§ **To do**
From the data below, return the exact lines starting at the line containing "Related: https://github.com/kiegroup/kie-wb-common/pull/1643" and ending at the line containing "2. If you want", both included, and nothing else.

☆ ☆ ☆ ☆ ☆ ☆ ☆

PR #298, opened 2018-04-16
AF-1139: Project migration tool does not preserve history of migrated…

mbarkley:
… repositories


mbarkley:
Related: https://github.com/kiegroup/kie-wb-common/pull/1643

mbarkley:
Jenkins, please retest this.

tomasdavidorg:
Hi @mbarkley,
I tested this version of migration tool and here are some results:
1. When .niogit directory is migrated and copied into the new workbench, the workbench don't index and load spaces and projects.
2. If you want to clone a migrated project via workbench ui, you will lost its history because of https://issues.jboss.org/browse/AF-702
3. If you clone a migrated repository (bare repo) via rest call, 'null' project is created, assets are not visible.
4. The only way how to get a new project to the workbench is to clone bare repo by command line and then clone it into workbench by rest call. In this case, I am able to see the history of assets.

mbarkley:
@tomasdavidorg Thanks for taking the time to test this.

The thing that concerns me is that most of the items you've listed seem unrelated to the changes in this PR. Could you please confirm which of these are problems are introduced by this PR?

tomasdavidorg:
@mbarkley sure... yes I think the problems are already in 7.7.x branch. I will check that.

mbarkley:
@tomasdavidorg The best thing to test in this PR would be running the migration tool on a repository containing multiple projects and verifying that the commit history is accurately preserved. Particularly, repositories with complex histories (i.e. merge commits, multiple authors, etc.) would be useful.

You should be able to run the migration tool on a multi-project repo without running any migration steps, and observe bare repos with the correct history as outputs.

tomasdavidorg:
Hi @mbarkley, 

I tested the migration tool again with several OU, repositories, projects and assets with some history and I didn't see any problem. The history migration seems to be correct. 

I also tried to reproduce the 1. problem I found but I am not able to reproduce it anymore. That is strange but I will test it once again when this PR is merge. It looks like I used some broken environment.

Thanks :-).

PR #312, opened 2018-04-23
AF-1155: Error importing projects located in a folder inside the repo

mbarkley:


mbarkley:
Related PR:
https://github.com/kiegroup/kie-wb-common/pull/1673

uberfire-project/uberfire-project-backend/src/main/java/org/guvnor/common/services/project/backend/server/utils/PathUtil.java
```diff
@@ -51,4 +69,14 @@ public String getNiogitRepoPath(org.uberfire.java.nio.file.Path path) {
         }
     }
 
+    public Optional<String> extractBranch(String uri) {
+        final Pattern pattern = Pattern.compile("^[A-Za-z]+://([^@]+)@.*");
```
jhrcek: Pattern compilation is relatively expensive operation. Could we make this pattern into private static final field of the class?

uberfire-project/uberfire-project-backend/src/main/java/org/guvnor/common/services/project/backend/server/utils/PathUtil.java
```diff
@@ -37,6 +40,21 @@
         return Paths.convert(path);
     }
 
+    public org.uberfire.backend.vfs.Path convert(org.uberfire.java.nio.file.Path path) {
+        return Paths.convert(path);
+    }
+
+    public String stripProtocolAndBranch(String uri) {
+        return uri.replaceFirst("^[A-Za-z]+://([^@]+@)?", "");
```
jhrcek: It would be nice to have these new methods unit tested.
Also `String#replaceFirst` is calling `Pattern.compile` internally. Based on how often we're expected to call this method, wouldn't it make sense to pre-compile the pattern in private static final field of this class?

☆ ☆ ☆ ☆ ☆ ☆ ☆

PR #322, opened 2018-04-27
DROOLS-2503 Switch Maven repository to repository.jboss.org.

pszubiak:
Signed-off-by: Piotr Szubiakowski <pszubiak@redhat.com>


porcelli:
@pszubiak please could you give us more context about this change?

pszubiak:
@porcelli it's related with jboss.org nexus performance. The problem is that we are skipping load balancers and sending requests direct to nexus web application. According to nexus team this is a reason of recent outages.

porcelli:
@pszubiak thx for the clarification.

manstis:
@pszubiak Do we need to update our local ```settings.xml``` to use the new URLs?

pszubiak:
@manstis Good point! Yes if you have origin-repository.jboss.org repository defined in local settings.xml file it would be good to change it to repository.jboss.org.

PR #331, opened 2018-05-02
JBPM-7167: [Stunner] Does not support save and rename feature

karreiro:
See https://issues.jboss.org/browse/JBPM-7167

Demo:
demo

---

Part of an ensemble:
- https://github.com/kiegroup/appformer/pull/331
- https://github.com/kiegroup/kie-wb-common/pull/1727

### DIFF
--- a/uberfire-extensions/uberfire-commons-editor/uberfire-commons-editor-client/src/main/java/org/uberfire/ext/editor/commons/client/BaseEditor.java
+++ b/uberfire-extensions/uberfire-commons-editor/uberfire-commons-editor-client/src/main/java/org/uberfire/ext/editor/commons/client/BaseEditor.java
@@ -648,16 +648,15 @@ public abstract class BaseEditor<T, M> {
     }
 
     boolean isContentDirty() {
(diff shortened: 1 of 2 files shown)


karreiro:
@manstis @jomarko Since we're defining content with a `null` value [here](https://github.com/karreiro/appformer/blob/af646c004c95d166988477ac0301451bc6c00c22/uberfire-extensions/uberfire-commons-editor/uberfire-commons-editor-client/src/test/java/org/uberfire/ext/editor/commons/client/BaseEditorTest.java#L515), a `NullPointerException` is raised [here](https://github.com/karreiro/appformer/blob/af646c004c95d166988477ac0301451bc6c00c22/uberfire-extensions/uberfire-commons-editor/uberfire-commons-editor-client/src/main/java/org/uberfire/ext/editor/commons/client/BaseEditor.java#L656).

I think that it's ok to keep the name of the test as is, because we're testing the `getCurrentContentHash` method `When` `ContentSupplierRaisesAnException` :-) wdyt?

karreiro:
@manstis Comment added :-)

☆ ☆ ☆ ☆ ☆ ☆ ☆

§ **The answer**
Related: https://github.com/kiegroup/kie-wb-common/pull/1643

mbarkley:
Jenkins, please retest this.

tomasdavidorg:
Hi @mbarkley,
I tested this version of migration tool and here are some results:
1. When .niogit directory is migrated and copied into the new workbench, the workbench don't index and load spaces and projects.
2. If you want to clone a migrated project via workbench ui, you will lost its history because of https://issues.jboss.org/browse/AF-702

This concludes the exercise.